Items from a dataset
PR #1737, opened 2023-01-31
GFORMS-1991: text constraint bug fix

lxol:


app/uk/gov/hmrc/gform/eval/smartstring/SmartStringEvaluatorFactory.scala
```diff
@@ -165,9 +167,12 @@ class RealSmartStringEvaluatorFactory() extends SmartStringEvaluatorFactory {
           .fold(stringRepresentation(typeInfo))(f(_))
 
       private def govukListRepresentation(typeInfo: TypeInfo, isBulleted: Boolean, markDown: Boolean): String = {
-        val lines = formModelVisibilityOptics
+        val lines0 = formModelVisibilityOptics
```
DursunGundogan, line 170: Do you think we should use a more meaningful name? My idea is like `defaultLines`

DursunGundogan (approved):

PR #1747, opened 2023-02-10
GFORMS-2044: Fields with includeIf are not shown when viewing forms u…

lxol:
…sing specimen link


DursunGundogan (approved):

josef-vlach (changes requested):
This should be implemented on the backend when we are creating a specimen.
...
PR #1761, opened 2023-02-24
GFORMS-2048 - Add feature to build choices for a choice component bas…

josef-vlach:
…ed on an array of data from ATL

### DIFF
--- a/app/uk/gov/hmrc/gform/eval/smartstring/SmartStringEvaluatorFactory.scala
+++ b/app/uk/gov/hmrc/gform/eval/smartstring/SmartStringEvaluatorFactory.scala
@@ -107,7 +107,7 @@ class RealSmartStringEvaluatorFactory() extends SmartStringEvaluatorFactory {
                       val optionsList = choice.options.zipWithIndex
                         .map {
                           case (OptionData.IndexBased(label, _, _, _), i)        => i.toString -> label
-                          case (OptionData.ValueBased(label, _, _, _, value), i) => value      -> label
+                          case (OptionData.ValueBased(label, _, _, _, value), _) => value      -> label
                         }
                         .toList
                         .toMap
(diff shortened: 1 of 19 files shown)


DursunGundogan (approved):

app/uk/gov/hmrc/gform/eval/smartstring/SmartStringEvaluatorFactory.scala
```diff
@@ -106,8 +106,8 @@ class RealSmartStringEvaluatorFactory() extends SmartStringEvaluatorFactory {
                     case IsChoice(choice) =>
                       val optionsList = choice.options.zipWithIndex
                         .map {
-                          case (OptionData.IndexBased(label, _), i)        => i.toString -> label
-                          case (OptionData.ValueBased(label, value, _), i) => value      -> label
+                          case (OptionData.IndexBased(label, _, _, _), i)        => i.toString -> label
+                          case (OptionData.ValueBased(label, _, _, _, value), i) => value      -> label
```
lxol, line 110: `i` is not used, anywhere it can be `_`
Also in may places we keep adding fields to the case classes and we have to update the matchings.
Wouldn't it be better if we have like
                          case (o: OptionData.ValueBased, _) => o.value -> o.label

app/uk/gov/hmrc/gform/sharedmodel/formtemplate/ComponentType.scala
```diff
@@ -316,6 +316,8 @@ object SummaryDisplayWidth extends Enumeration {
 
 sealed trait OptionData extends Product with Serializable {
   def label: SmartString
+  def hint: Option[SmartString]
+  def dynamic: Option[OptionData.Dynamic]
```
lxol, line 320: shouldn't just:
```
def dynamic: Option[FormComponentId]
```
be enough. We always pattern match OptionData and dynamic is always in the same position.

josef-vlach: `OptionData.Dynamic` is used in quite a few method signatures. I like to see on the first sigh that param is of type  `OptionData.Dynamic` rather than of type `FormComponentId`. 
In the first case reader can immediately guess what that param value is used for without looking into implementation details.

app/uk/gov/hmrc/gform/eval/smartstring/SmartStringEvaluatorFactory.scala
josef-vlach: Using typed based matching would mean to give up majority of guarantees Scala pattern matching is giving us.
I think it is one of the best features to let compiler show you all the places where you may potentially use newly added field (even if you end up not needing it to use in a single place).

[THE PROBLEM] Go through the records. Copy each line where "places" appears.

[YOUR RESPONSE]
Also in may places we keep adding fields to the case classes and we have to update the matchings.
I think it is one of the best features to let compiler show you all the places where you may potentially use newly added field (even if you end up not needing it to use in a single place).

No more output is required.